El universo es azotado por un ser que busca acallar toda rebelión, pero Arata ha invocado al Mighty Goose para este imperio derribar.
Todos recordamos las viejas glorias de los arcade con gráficos y animaciones que nos hacían alucinar. Para esta ocasión tenemos a un héroe sin igual, no puede hablar, aunque su graznido a cualquier galaxia traerá libertad. Un indie que demuestra que el 2D aún tiene lugar en esta nueva generación, derribando jefes gigantescos con armas épicas. Si de casualidad esta aventura te recuerda el grito de un prisionero agradecido regalando una heavy machine gun, es coincidencia.
El laboratorio de MP2 Games ha dado rienda a un héroe que no necesita hablar para acabar con el mal. La galaxia tiene a un emperador que adora demoler los sueños de libertad pero el universo clama al poderoso ganso. Justicia es lo que va a repartir para romperle el cascarón a cuanto miserable se interponga de salvar la tierra. ¡Es hora de repartir huevazos!
En Mighty Goose puedes esquivar, saltar y disparar con tu confiable pistola inicial pero es posible conseguir armas más poderosas. Estas tienen una duración limitada para balancear el poder de fuego que ofrecen a comparación de tu equipo inicial. Conforme vas liquidando enemigos se va llenando una barra de poder que desata la al poderoso ganzo, el Mighty Mode. En este estado todas tus armas adquieren otro nivel destructivo capaz de acabar fácilmente las hordas de enemigos sin fin. Incluso los jefes pueden parecer una amenaza menor, porque hasta sus proyectiles puedes eliminar junto a su barra de vida.
Una premisa sencilla que funciona pero es aderezada con la presencia de los ayudantes controlados por la CPU. Ahora que si cuentas con un amigo, es posible jugar en modo cooperativo local para compartir el placer del caos. Cada uno cuenta con diferentes habilidades, pero considero muy útil el que te otorga armas aunque no aporte tanto.

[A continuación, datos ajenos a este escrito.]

Issue #1419, opened 2023-01-04
TruffleRuby builds failing on `main`


arielvalentin:
https://github.com/open-telemetry/opentelemetry-ruby/actions/runs/3838561094

nirvdrum:
Hello! I've just been alerted to this issue and I've begun looking into it. If you don't mind, please let us know about things like this on the [TruffleRuby issue tracker](https://github.com/oracle/truffleruby/issues). Alternatively, just ping me and I'll take care of opening the issue. We take compatibility pretty seriously.

All of the test failures look to be due to _simplecov_ 0.22. It's possible there are other failures that are masked, but I think they're all working for me locally. We're caught up in an a bit of an an unfortunate sequence of events. _simplecov_ requires some coordination from the VM in order to record coverage. The _simplecov_ 0.22 release at the end of 2022 inadvertently broke on TruffleRuby because it started calling a method our adapter didn't support. Since TruffleRuby isn't in _simplecov_'s CI, the issue wasn't caught before release. We've since added the missing method to our adapter and _simplecov_ 0.22 works on TruffleRuby 23.0.0-dev. But, that obviously won't fix previous TruffleRuby releases, such as the 22.3.0 build that this project's CI is using.

The issue can be resolved in _simplecov_ with a `respond_to?` call, which is [the fix](https://github.com/simplecov-ruby/simplecov/pull/1043) a community member submitted a PR a couple of days after the 0.22 release. But, the _simplecov_ team hasn't been active since the release. We're hopeful they'll merge that and cut a new release. Likewise, we're hopeful they'll add TruffleRuby to their CI to help avoid these sorts of breakages in the future.

In the meanwhile, these tests should pass running with `truffleruby-head` in the _setup-ruby_ action. I can appreciate not wanting to run CI with a dev build of a language, but it could suffice as a temporary measure. I'll redouble efforts to see if we can get a compatible _simplecov_ released. Alternatively, I think a small monkeypatch that should get things going with TruffleRuby 22.3.0 as well.

eregon:
What I have seen multiple gems do is stick to a previous release of simplecov, like 0.21.2, that's another possibility. E.g. https://github.com/notEthan/jsi/commit/35e9b5fbe3f485f58fffebd7ab6d395fabac9846

ahayworth:
[...]

PR #1428, opened 2023-02-17
ci: re-enable support for truffleruby on all but the GRPC exporter

ahayworth:
We still cannot install the `grpc` gem with truffleruby, but the rest of the otlp exporters build and pass tests. And, the GRPC version of the exporter is currently experimental, unfinished, and unreleased anyways.

cc #1419


ahayworth:
Edit: I also disabled the `Gemspec/DevelopmentDependencies` rubocop rule, which comes in on newer versions.

arielvalentin (approved):

plantfansam (approved):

También podremos abordar diversos vehículos para destruir cuanto loco quiera impedir tu misión y es una de sus grandes bazas. A esta destrucción le acompaña el dinero que dejan los enemigos, para poder adquirir mejoras que mejorarán al gansito peculiar. Al terminar cada nivel vas a ser calificado en base a tu rendimiento, de la C a la S. Cuando termines vas a contar con el modo de Nuevo juego+, para los jugadores deseosos de conseguir el 100%.

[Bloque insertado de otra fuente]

PR #1438, opened 2023-04-19
chore: Add .tool-versions to .gitignore

elias19r:
Hi! I'm using [`asdf`] and it uses the `.tool-versions` file to keep
track of the Ruby version, similar to `.ruby-version`.

Is it okay to add it to `.gitignore` as well?

[`asdf`]: https://asdf-vm.com/

### DIFF
--- a/.gitignore
+++ b/.gitignore
@@ -22,6 +22,9 @@ instrumentation/active_record/db
 # IDE Settings
 /.idea/
 
+# asdf configuration
+.tool-versions
+
 # rbenv configuration
 .ruby-version
 


simi:
:thinking: It is common practice to keep your environmental specific files in "global ignore file" local to your environment.

https://docs.github.com/en/get-started/getting-started-with-git/ignoring-files#configuring-ignored-files-for-all-repositories-on-your-computer

elias19r:
I've updated my global gitignore file to include `.tool-versions`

Los jefes pueden ser más o menos desafiantes pero siguen siendo una esponja de balas que sin duda querrás derribar. Una aventura que se inspira en grandes clásicos del género y lamento de corazón que en 3 horas decimos adiós. Lo considero su punto más débil, ya que es tremendamente adictivo.

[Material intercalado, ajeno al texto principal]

PR #1440, opened 2023-04-19
test: Add coverage for other create instrument methods

elias19r:
Also,
- Make instrument name case-insensitive
- Avoid creating constants inside describe blocks because they are
  global to the whole test suite

### DIFF
--- a/metrics_api/lib/opentelemetry/metrics/meter.rb
+++ b/metrics_api/lib/opentelemetry/metrics/meter.rb
@@ -56,17 +56,33 @@ module OpenTelemetry
       private
 
       def create_instrument(kind, name, unit, description, callback)
-        raise InstrumentNameError if name.nil?
-        raise InstrumentNameError if name.empty?
-        raise InstrumentNameError unless NAME_REGEX.match?(name)
-        raise InstrumentUnitError if unit && (!unit.ascii_only? || unit.size > 63)
-        raise InstrumentDescriptionError if description && (description.size > 1023 || !utf8mb3_encoding?(description.dup))
+        raise InstrumentNameError if invalid_name?(name)
+        raise InstrumentUnitError if invalid_unit?(unit)
+        raise InstrumentDescriptionError if invalid_description?(description)
+
+        name = normalize_name(name)
 
         @mutex.synchronize do
           OpenTelemetry.logger.warn("duplicate instrument registration occurred for instrument #{name}") if @instrument_registry.include? name
 
           @instrument_registry[name] = yield
         end
+      end
+
+      def invalid_name?(name)
+        !NAME_REGEX.match?(name)
+      end
+
+      def normalize_name(name)
+        name.downcase
+      end
+
+      def invalid_unit?(unit)
+        unit && (!unit.ascii_only? || unit.size > 63)
+      end
+
+      def invalid_description?(description)
+        description && (description.size > 1023 || !utf8mb3_encoding?(description.dup))
       end
 
       def utf8mb3_encoding?(string)
--- a/metrics_api/test/opentelemetry/metrics/meter_test.rb
+++ b/metrics_api/test/opentelemetry/metrics/meter_test.rb
@@ -7,15 +7,15 @@
 require 'test_helper'
 
 describe OpenTelemetry::Metrics::Meter do
-  INSTRUMENT_NAME_ERROR = OpenTelemetry::Metrics::Meter::InstrumentNameError
-  INSTRUMENT_UNIT_ERROR = OpenTelemetry::Metrics::Meter::InstrumentUnitError
-  INSTRUMENT_DESCRIPTION_ERROR = OpenTelemetry::Metrics::Meter::InstrumentDescriptionError
-  DUPLICATE_INSTRUMENT_ERROR = OpenTelemetry::Metrics::Meter::DuplicateInstrumentError
+  let(:instrument_name_error)        { OpenTelemetry::Metrics::Meter::InstrumentNameError }
+  let(:instrument_unit_error)        { OpenTelemetry::Metrics::Meter::InstrumentUnitError }
+  let(:instrument_description_error) { OpenTelemetry::Metrics::Meter::InstrumentDescriptionError }
+  let(:duplicate_instrument_error)   { OpenTelemetry::Metrics::Meter::DuplicateInstrumentError }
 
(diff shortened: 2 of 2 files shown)


metrics_api/lib/opentelemetry/metrics/meter.rb
```diff
@@ -69,6 +69,22 @@ def create_instrument(kind, name, unit, description, callback)
         end
       end
 
+      def invalid_name?(name)
+        !NAME_REGEX.match?(name)
+      end
```
elias19r, line 74: I noticed that `!NAME_REGEX.match?(name)` already accounts for `name.nil?` and `name.empty?` so I've removed them and kept only the regex match.

metrics_api/lib/opentelemetry/metrics/meter.rb
```diff
@@ -56,11 +56,11 @@ def create_observable_up_down_counter(name, unit: nil, description: nil, callbac
...
-        raise InstrumentNameError if name.nil?
-        raise InstrumentNameError if name.empty?
-        raise InstrumentNameError unless NAME_REGEX.match?(name)
-        raise InstrumentUnitError if unit && (!unit.ascii_only? || unit.size > 63)
-        raise InstrumentDescriptionError if description && (description.size > 1023 || !utf8mb3_encoding?(description.dup))
+        raise InstrumentNameError if invalid_name?(name)
+        raise InstrumentUnitError if invalid_unit?(unit)
+        raise InstrumentDescriptionError if invalid_description?(description)
+
+        name = normalize_name(name)
```
elias19r, line 63: This is new. From the Metrics' Meter API specification for the [Instrument Name Syntax](https://opentelemetry.io/docs/reference/specification/metrics/api/#instrument-name-syntax) it says:

> They are case-insensitive, ASCII strings.

So here I'm normalizing the name with `downcase` before using it in `@instrument_registry[name]`

metrics_api/test/opentelemetry/metrics/meter_test.rb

Gráficamente cuenta con un diseño artístico elaborado basado en el pixel art, cargado de detalles y colores muy rimbombantes. Tanto así que a veces siento que lo hicieron a propósito para que te confundas un poco con los disparos. Cada planeta que visitamos es un bioma diferente, dando lugar a paisajes vistosos con excelsos efectos de la vieja escuela. Las cinemáticas con cuadros pintados a mano a veces animados son la guinda que da vida a su breve historia.
La banda sonora puede sonar familiar porque corre a cargo de Dominic Ninmark, compositor de otro título: Blazing Chrome. No hay melodía que logre evocar inequívocamente el sentimiento de acción sin fin, caos por repartir a gran velocidad. Los efectos de sonido no tienen desperdicio, cada arma logra hacerte sentir el poder. Cuando entramos en Mighty Mode, aquí denota mucho más este apartado para que a tus oídos no harte.
Sin duda la aventura de Mighty Goose es corta pero no por ello menos emocionante o divertida en una tarde. Presenta un desafío sin llegar a ser un bullet hell, con la opción de jugar con un amigo. Gráficamente es hermoso su estilo de pixel art en los personajes, niveles, jefes y cinemáticas entre cada misión a superar. Jugablemente es muy fluido gracias a sus enfrentamientos frenéticos, las mejoras a conseguir y querer obtener el rango S. Me habría encantado que no fuese tan corto, pero eso no ha impedido que otras joyas del género no brillen. Sin duda este gansito llego para ser recordado.